Alberta tables prompt pay bill for construction contractors, limiting pay deadlines
EDMONTON -- Alberta is hoping to bring prompt pay legislation to its construction industry by July 2021.
Service Alberta Minister Nate Glubish tabled a bill in the legislature on Wednesday that would set a 28-day deadline for contractors to make their payments, ban “pay when paid” clauses, and extend the time contractors have to file liens if they are not paid on time.
“I can attest unpaid invoices for good work has arisen. Not often, but it has. It directly and negatively affects our bottom line, and it could potentially trickle down to unpaid subcontractors. This in turn, affects thousands of hard-working Albertan men and women,” Elaine Coates, with Calgary Women in Construction, told media.
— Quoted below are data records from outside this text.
PR #10231, opened 2021-04-17
refactor(core): move SerializablePkg to serde_v8

AaronO:
Also rename `MinValue` to `Primitive`


serde_v8/src/serializable.rs
```diff
@@ -20,3 +22,96 @@ impl<T: serde::Serialize> Serializable for T {
...
+    } else if tid == TypeId::of::<i8>() {
+      Self::Primitive(Primitive::Int8(unsafe { transmute_copy(&x) }))
+    } else if tid == TypeId::of::<i16>() {
+      Self::Primitive(Primitive::Int16(unsafe { transmute_copy(&x) }))
+    } else if tid == TypeId::of::<i32>() {
+      Self::Primitive(Primitive::Int32(unsafe { transmute_copy(&x) }))
+    } else if tid == TypeId::of::<i64>() {
+      Self::Primitive(Primitive::Int64(unsafe { transmute_copy(&x) }))
+    } else if tid == TypeId::of::<u8>() {
+      Self::Primitive(Primitive::UInt8(unsafe { transmute_copy(&x) }))
```
bartlomieju, line 102: Nitpick, could `downcast` be used here instead of `transmute_copy`?

serde_v8/src/serializable.rs
```diff
@@ -20,3 +22,96 @@ impl<T: serde::Serialize> Serializable for T {
     crate::to_v8(scope, self)
   }
 }
+
+/// SerializablePkg exists to provide a fast path for op returns,
+/// allowing them to avoid boxing primtives (ints/floats/bool/unit/...)
+pub enum SerializablePkg {
```
bartlomieju, line 28: The name of this enum is questionable, what does `Pkg` refer to?

serde_v8/src/serializable.rs
AaronO: We could use Any's `downcast_ref` here, but I don't think it would be better, it might in fact be more confusing. 

Ultimately we want to downcast and take ownership of specific "primitive" values here, so if we added `String` to the list of primitives we would have to do extra "unsafe" stuff besides just temporarily holding a reference to do some work as you usually do with `downcast_ref`.

serde_v8/src/serializable.rs
AaronO: We could call it `BoxedSerializable` and just say that it's functionally identical to `Box<dyn serde_v8::Serializable>` but more efficient for primitives (since many ops return primitives, e.g: ResourceIds, etc...)

bartlomieju: Let's keep the current name for now

bartlomieju (approved):
LGTM, thanks Aaron!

As an owner and operator of a vacuum company that has worked with numerous builders over the years, she said change had never been more crucial or timely.
“The words on the current bill don’t identify the struggles that we construction people actually feel. They don’t reflect the widespread impact on related centres as well. It all filters down to affect the economy, no matter how minute it may seem in each situation.”
Glubish’s Bill 37, which would amend the Builders’ Lien Act, would also see government appoint adjudicators to handle non-compliance disputes, which he said would be faster and cheaper than going through the courts.
“Should it move forward, then as we flush out those legislations, in consultation with industry, then I will work with the industry to identify interested candidates to apply for those roles, and it will be my job to make sure it’s the best people possible to do the job.”
The bill was modelled after Ontario’s, Glubish said, with a difference.
“What we will be doing that is different from Ontario is we will be having the ability to appoint more than one of these adjudicating bodies allowing for competition in the system, ensuring that Albertans can count on having the best rates, the best service, and timely adjudication.”
Frederick Vine, the chair of the Alberta Construction Association, said the group would apply to be one of the dispute resolution authorities and that it was looking forward to helping government develop the regulations.